### WHAT IS NEEDED
Nothing belongs in the answer except the lines of the material that include "locally".

(Beginning of DATA LISTING)

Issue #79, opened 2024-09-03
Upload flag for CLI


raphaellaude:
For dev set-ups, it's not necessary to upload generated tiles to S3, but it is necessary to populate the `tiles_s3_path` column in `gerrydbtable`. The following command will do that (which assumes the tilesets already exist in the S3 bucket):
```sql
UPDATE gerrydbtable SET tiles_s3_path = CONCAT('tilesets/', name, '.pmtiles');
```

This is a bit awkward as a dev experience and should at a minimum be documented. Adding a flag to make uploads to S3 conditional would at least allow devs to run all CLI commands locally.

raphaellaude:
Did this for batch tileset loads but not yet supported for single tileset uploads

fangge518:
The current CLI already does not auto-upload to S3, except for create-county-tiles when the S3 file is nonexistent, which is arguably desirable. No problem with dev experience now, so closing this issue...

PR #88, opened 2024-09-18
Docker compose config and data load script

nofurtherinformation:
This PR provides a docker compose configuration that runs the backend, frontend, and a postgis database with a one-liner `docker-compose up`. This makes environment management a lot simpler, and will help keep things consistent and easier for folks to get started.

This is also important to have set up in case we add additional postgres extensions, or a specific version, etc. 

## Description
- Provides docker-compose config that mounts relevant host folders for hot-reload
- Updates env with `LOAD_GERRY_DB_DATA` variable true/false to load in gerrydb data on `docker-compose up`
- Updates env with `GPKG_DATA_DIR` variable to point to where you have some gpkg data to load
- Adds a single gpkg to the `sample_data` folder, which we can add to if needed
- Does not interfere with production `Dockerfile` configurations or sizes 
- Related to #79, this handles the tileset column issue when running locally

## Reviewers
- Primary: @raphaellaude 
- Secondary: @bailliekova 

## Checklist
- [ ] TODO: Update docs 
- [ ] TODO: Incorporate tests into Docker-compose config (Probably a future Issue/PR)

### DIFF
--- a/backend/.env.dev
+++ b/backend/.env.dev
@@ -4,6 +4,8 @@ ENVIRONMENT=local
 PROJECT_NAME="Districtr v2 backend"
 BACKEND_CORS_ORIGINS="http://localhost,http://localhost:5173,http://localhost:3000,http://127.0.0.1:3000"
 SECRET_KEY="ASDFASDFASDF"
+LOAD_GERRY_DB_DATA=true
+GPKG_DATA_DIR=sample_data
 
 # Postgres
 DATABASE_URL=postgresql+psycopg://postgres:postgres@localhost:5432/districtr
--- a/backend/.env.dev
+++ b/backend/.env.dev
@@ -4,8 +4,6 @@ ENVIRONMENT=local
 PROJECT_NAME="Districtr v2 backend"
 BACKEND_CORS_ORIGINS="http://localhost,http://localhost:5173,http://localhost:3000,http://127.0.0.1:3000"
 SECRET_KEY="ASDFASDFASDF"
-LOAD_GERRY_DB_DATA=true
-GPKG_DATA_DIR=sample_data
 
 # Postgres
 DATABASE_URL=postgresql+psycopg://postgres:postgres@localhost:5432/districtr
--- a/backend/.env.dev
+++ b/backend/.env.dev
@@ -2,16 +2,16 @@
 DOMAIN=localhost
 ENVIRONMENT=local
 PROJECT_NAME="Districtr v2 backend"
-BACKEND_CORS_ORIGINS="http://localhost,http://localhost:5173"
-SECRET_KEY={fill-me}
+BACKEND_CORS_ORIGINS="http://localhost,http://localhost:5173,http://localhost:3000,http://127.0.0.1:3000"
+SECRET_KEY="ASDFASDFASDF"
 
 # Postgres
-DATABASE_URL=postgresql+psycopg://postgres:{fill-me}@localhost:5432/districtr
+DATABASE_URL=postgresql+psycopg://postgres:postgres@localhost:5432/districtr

(End of DATA LISTING)

### RESPONSE TO THIS TASK
This is a bit awkward as a dev experience and should at a minimum be documented. Adding a flag to make uploads to S3 conditional would at least allow devs to run all CLI commands locally.
- Related to #79, this handles the tileset column issue when running locally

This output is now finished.